# Former volunteer firefighter makes fake 911 calls



## MMiz (Dec 16, 2004)

*Ex-Firefighter Charged in Fake 911 Calls*

STOWE, Vt. (AP) - A former volunteer firefighter is facing charges that he made a series of false 911 calls so he could watch fire engines race toward fabricated emergencies.

Donald Griggs, 19, has pleaded not guilty to charges of false public alarms and false reports to law-enforcement officials. He was released on conditions following his arraignment last week in Vermont District Court in Barre, said Evelyn Bailey, executive director of the Vermont Enhanced 911 Board.

[Read More!]


----------



## rescuecpt (Dec 17, 2004)

Dumbass.


----------



## ffemt8978 (Dec 17, 2004)

> _Originally posted by rescuecpt_@Dec 17 2004, 09:55 AM
> * Dumbass. *


 Couldn't have said it better myself.


----------



## MMiz (Dec 17, 2004)

> _Originally posted by rescuecpt_@Dec 17 2004, 11:55 AM
> * Dumbass. *


 You said it best capt.


----------



## lindsayn2 (Dec 18, 2004)

I think we all get a good feeling inside of us when we are in our personal vehicles and we see a fire engine or ambulance roll by us running hot with lights and sirens but wow!!! can we say psycho!!  That is going a bit over the edge there.


----------



## ma2va92 (Dec 18, 2004)

Now he needs a room were his view is of the inmates walking by him


----------



## EMTAngel4 (Dec 22, 2004)

But you haven't lived til you've seen it done by a memeber just so he can be the first one in the officers seat.


----------



## Jon (Dec 22, 2004)

> _Originally posted by EMTAngel4_@Dec 22 2004, 04:28 PM
> * But you haven't lived til you've seen it done by a memeber just so he can be the first one in the officers seat. *


 Or you have the discussion about this time of year about which payphone to use to call in something "BS" - unknown type fire, MVA, unk. Injuries, something to roll the FD and/or EMS - by the Captain and EMS LT, so that the Co. has the first run of the year.

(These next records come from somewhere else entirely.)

PR #2805, opened 2026-06-17
fix(setup): parse Claude OAuth token from wrapped PTY capture

amit-shafnir:
## What
Fix Claude subscription token parsing when `claude setup-token`'s output is captured through a PTY that wraps long lines (observed under sbx).

## Why
The browser OAuth login succeeds and a valid `sk-ant-oat…AA` token is printed, but setup fails with `No sk-ant-oat…AA token found`. The token registration runs `claude setup-token` under `script(1)` to keep a TTY while capturing the printed token. On terminals that wrap long lines, the token lands split across lines with padding spaces. The old parser stripped only ANSI codes and newlines, so it matched just the first fragment and failed the trailing `AA` check. This is a parse bug, not an auth failure — login works.

## How it works
New `setup/lib/captured-token.ts`:
- A normalize step strips ANSI/CSI + all control bytes **and whitespace**, collapsing a wrapped token back into one contiguous string.
- The Claude extractor matches `sk-ant-oat…AA` on the clean string and ignores placeholder lines like `export CLAUDE_CODE_OAUTH_TOKEN=<token>`.

Both callers now share it so the normalization rules can't drift: `setup/lib/claude-assist.ts` imports it, and `setup/register-claude-token.sh` calls it via `tsx` (replacing its own `sed`/`perl` regex).

## How it was tested
`setup/lib/captured-token.test.ts` (vitest): clean single-line capture, the real sbx wrapped-token + placeholder shape, placeholder-only → null, no-token → null. Verified red on the old parser and green on the fix. `eslint` + `tsc` clean; the bash CLI path confirmed end-to-end against a wrapped fixture.

This is a **Fix**.

### DIFF
--- a/setup/lib/captured-token.test.ts
+++ b/setup/lib/captured-token.test.ts
@@ -1,0 +1,44 @@
+import { describe, expect, it } from 'vitest';
+
+import { extractClaudeOAuthToken } from './captured-token.js';
+
+// A syntactically valid token: sk-ant-oat + 93 token chars + AA.
+const TOKEN = `sk-ant-oat01-${'a'.repeat(90)}AA`;
+
+describe('extractClaudeOAuthToken', () => {
+  it('extracts the token from clean single-line output (normal terminal)', () => {
+    const raw = `Login successful.\nYour token:\n${TOKEN}\n`;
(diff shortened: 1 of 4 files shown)


gavrielc (approved):
Solid improvement while preserving existing behavior. Thanks!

And on top of that we had an unknown type fire in THAT area in the early morning of 1/1 (not first call of county) from some kids and a bonfire.......


----------



## rescuecpt (Dec 23, 2004)

Two years ago we had runs at 11:30pm 12/31 and 12:30am 1/1.  Fun stuff. Some guys showed up in tuxes because they were at a black tie party.


----------



## PArescueEMT (Dec 23, 2004)

> _Originally posted by rescuecpt_@Dec 23 2004, 11:47 AM
> * Some guys showed up in tuxes because they were at a black tie party. *


 I guess they wanted to ride in style. :lol:


----------



## ffemt8978 (Dec 23, 2004)

:angry: 
I was just informed tonight that one of our volunteer FF's was arrested for arson in conjunction with a string of wildland fires throughout the center part of the state last summer.  I haven't heard anything official yet, but the door combinations were changed at all of our stations today, and on short notice.

The really sad part about this is that this person was one hell of a FF, and won our FF of the Year Award for several years in a row.


----------



## MedicPrincess (Dec 24, 2004)

You know, that just really frosts my butt when that happens.  Really, there needs to be a special place in hell for FF that start fires.

But I am sure you know, often times the FF turned arsonist really is a "great guy" or a "great FF" or something of the sort.

Sorry to hear that though.


----------



## Jon (Dec 25, 2004)

> _Originally posted by ffemt8978_@Dec 23 2004, 10:08 PM
> * :angry:
> I was just informed tonight that one of our volunteer FF's was arrested for arson in conjunction with a string of wildland fires throughout the center part of the state last summer.  I haven't heard anything official yet, but the door combinations were changed at all of our stations today, and on short notice.
> 
> The really sad part about this is that this person was one hell of a FF, and won our FF of the Year Award for several years in a row. *


  :angry:    :angry: 

I understand your feelings. It really sucks when someone you know is doing something That wrong, and you kick yourself for not seeing it. Been there, Done that.


----------



## PArescueEMT (Dec 25, 2004)

> _Originally posted by ffemt8978_@Dec 23 2004, 11:08 PM
> * :angry:
> I was just informed tonight that one of our volunteer FF's was arrested for arson in conjunction with a string of wildland fires throughout the center part of the state last summer.  I haven't heard anything official yet, but the door combinations were changed at all of our stations today, and on short notice.
> 
> The really sad part about this is that this person was one hell of a FF, and won our FF of the Year Award for several years in a row. *


 That sucks... I can't believe that happenes still. I hate the fact that background investigations aren't provided on every applicant that walks in.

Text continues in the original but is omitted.